Issue #38, opened 2015-01-07
taxonomy of ARF report ?


isimluk:
See  c911d65fc965a45c142e8a735ba1c698b030e255 and ed8e64d97081edd25c0d1e3909acdcbe97f08a3a.

Me and @ares came to the conclusion that ArfReport should always be in the same org/location as the Host is. Hence, we perhaps don't need to have separate taxonomy. We just need to create a default_scope for ArfReport that would reflect current org/loc.

Thoughts?

shlomizadok:
I think it is okay. Anyhow, if you assign policy to a host it would be in the context of the taxonomies.
Added a default_scope to ArfReport in #39

isimluk:
The problem is when a host is migrated to different taxonomy, then the /compliance/reports break, because the previous organization will not see the report's host (the host would be nil I think).

I'll leave this question open for now. But perhaps it is not a top priority.

shlomizadok:
This was actually fixed in #39. Can you re-test?
For safety, maybe we can refactor to ```<%= name_column(arf_report.host) if arf_report.host %>```

isimluk:
Ok, will retest. Thanks!

isimluk:
Right. I was not able to break /compliance/reports page. I was not able to change the org/loc of existing host.

ares:
What about scap content taxonomies? If we remove taxonomies from policy we should do the same for scap contents but here I'm not sure whether it makes sense. In multitenancy setup I see use case where you want scoped scap content. And then there's a question whether policy should "inherit" taxonomies from content or we should even allow subset of content taxonomies.

If we don't have easy answers here I'm thinking of leaving taxonomies as it is now. Warning: I'm still not confident with all details of openscap plugin so I may be completely wrong.

shlomizadok:
I am in favor of making scap_content system-wide and not bind scap_content
to taxonomies. I think it should be system-wide, because you can set only
*one* scap_content from a file (e.g., you can't create 'fedora'
scap_content twice - one for org x and one for org y). Therefore, I think
that scap_content should be without taxonomies at all.

2015-01-08 13:44 GMT+02:00 Marek Hulán <notifications@github.com>:

isimluk:
@shlomizadok , I agree with @ares that in multi-tenant environment: there might contents that should not be shared.

@ares it is interesting idea to inherit taxonomy from content to the policy and keep it the same.

[...]

PR #39, opened 2015-01-07
added default scope with taxonomies

shlomizadok:
@isimluk -- the reason we haven't seen reports by taxonomies is because I've forgot to add the default scope with taxonomies...


isimluk:
Haven't tried yet, but should we order in "desc"?

Could you please take a look at #38. Well, that is rather a question, but it is related.

shlomizadok:
Added desc.
As for #38 - will answer there...

isimluk:
Thank You!

PR #46, opened 2015-01-15
fixes to align to foreman 1.7-stable

shlomizadok:
1. returned to ```'Host::Base'```, instead of ```'::Host::Base'``` - reason for that: with ```'::Host::Base'```, you will get no results for host finders (e.g: ```Host.last.arf_reports```, or ```Host.last.asset```, etc.) which also yields "no compliance reports" for hosts with reports on hosts#index deface

2. ```:no_whitespace => true``` is not merged in foreman-1.7-stable so we can't use it. refactored to ```:format => { without: /\s/ }```, which does the same.

### DIFF
--- a/app/models/concerns/foreman_openscap/arf_report_extensions.rb
+++ b/app/models/concerns/foreman_openscap/arf_report_extensions.rb
@@ -15,7 +15,7 @@ module ForemanOpenscap
     extend ActiveSupport::Concern
     include Taxonomix
     included do
-      has_one :host, :through => :asset, :as => :assetable, :source => :assetable, :source_type => '::Host::Base'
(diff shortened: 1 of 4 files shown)


isimluk:
I have made the change to `::Host::Base` to be get host from ArfReport like: `Scaptimony::ArfReport.find(1).host`. See 00ae7b704e9e77884cc43087bb1493ac19a2b6b8. Does that work after your change?

shlomizadok:
@isimluk yeah, re-tested: Scaptimony::ArfReport.first.host (or Scaptimony::ArfReport.find(1).host) returns the host.

isimluk:
Sight. This is embarrassing. It works, but I don't understand. It haven't worked before. 

Thanks for correction.

isimluk:
(and merged)

PR #64, opened 2015-01-20
Change API path to /compliance

isimluk:
Fixes: #44.

PR #65, opened 2015-01-20
[Do not merge] Client sends policy_id instead of policy_name

### LINKED ISSUE #45: api should take policy_id instead of policy_name
The new foreman_scap_client sends the ID. So the foreman_proxy-openscap forwards policy_id, but scaptimony expects policy_name.

We need to merge #42 first -- otherwise there will be merge conflict.

shlomizadok:
Changes from policy_name to policy_id.
Merge with OpenSCAP/scaptimony#16
Merge when client change will be merged.
Fixes #45

### DIFF
--- a/app/controllers/api/v2/openscap/arf_reports_controller.rb
+++ b/app/controllers/api/v2/openscap/arf_reports_controller.rb
@@ -21,9 +21,9 @@ module Api
 
         add_puppetmaster_filters :create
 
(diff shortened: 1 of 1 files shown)


isimluk:
We have smart_proxy_openscap and scaptimony parts merged. We just need this. But it conflicts with my openscap->compliance move. I have added your commit on top of my PR: #64. Please review.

----------------------------------------

§ About this exercise: Restate all of the material, keeping every word intact.

§ Output of the task:
Issue #38, opened 2015-01-07
taxonomy of ARF report ?


isimluk:
See  c911d65fc965a45c142e8a735ba1c698b030e255 and ed8e64d97081edd25c0d1e3909acdcbe97f08a3a.

Me and @ares came to the conclusion that ArfReport should always be in the same org/location as the Host is. Hence, we perhaps don't need to have separate taxonomy. We just need to create a default_scope for ArfReport that would reflect current org/loc.

Thoughts?

shlomizadok:
I think it is okay. Anyhow, if you assign policy to a host it would be in the context of the taxonomies.
Added a default_scope to ArfReport in #39

isimluk:
The problem is when a host is migrated to different taxonomy, then the /compliance/reports break, because the previous organization will not see the report's host (the host would be nil I think).

I'll leave this question open for now. But perhaps it is not a top priority.

shlomizadok:
This was actually fixed in #39. Can you re-test?
For safety, maybe we can refactor to ```<%= name_column(arf_report.host) if arf_report.host %>```

isimluk:
Ok, will retest. Thanks!

isimluk:
Right. I was not able to break /compliance/reports page. I was not able to change the org/loc of existing host.

ares:
What about scap content taxonomies? If we remove taxonomies from policy we should do the same for scap contents but here I'm not sure whether it makes sense. In multitenancy setup I see use case where you want scoped scap content. And then there's a question whether policy should "inherit" taxonomies from content or we should even allow subset of content taxonomies.

If we don't have easy answers here I'm thinking of leaving taxonomies as it is now. Warning: I'm still not confident with all details of openscap plugin so I may be completely wrong.

shlomizadok:
I am in favor of making scap_content system-wide and not bind scap_content
to taxonomies. I think it should be system-wide, because you can set only
*one* scap_content from a file (e.g., you can't create 'fedora'
scap_content twice - one for org x and one for org y). Therefore, I think
that scap_content should be without taxonomies at all.

2015-01-08 13:44 GMT+02:00 Marek Hulán <notifications@github.com>:

isimluk:
@shlomizadok , I agree with @ares that in multi-tenant environment: there might contents that should not be shared.

@ares it is interesting idea to inherit taxonomy from content to the policy and keep it the same.

[...]

PR #39, opened 2015-01-07
added default scope with taxonomies

shlomizadok:
@isimluk -- the reason we haven't seen reports by taxonomies is because I've forgot to add the default scope with taxonomies...


isimluk:
Haven't tried yet, but should we order in "desc"?

Could you please take a look at #38. Well, that is rather a question, but it is related.

shlomizadok:
Added desc.
As for #38 - will answer there...

isimluk:
Thank You!

PR #46, opened 2015-01-15
fixes to align to foreman 1.7-stable

shlomizadok:
1. returned to ```'Host::Base'```, instead of ```'::Host::Base'``` - reason for that: with ```'::Host::Base'```, you will get no results for host finders (e.g: ```Host.last.arf_reports```, or ```Host.last.asset```, etc.) which also yields "no compliance reports" for hosts with reports on hosts#index deface

2. ```:no_whitespace => true``` is not merged in foreman-1.7-stable so we can't use it. refactored to ```:format => { without: /\s/ }```, which does the same.

### DIFF
--- a/app/models/concerns/foreman_openscap/arf_report_extensions.rb
+++ b/app/models/concerns/foreman_openscap/arf_report_extensions.rb
@@ -15,7 +15,7 @@ module ForemanOpenscap
     extend ActiveSupport::Concern
     include Taxonomix
     included do
-      has_one :host, :through => :asset, :as => :assetable, :source => :assetable, :source_type => '::Host::Base'
(diff shortened: 1 of 4 files shown)


isimluk:
I have made the change to `::Host::Base` to be get host from ArfReport like: `Scaptimony::ArfReport.find(1).host`. See 00ae7b704e9e77884cc43087bb1493ac19a2b6b8. Does that work after your change?

shlomizadok:
@isimluk yeah, re-tested: Scaptimony::ArfReport.first.host (or Scaptimony::ArfReport.find(1).host) returns the host.

isimluk:
Sight. This is embarrassing. It works, but I don't understand. It haven't worked before. 

Thanks for correction.

isimluk:
(and merged)

PR #64, opened 2015-01-20
Change API path to /compliance

isimluk:
Fixes: #44.

PR #65, opened 2015-01-20
[Do not merge] Client sends policy_id instead of policy_name

### LINKED ISSUE #45: api should take policy_id instead of policy_name
The new foreman_scap_client sends the ID. So the foreman_proxy-openscap forwards policy_id, but scaptimony expects policy_name.

We need to merge #42 first -- otherwise there will be merge conflict.

shlomizadok:
Changes from policy_name to policy_id.
Merge with OpenSCAP/scaptimony#16
Merge when client change will be merged.
Fixes #45

### DIFF
--- a/app/controllers/api/v2/openscap/arf_reports_controller.rb
+++ b/app/controllers/api/v2/openscap/arf_reports_controller.rb
@@ -21,9 +21,9 @@ module Api
 
         add_puppetmaster_filters :create
 
(diff shortened: 1 of 1 files shown)


isimluk:
We have smart_proxy_openscap and scaptimony parts merged. We just need this. But it conflicts with my openscap->compliance move. I have added your commit on top of my PR: #64. Please review.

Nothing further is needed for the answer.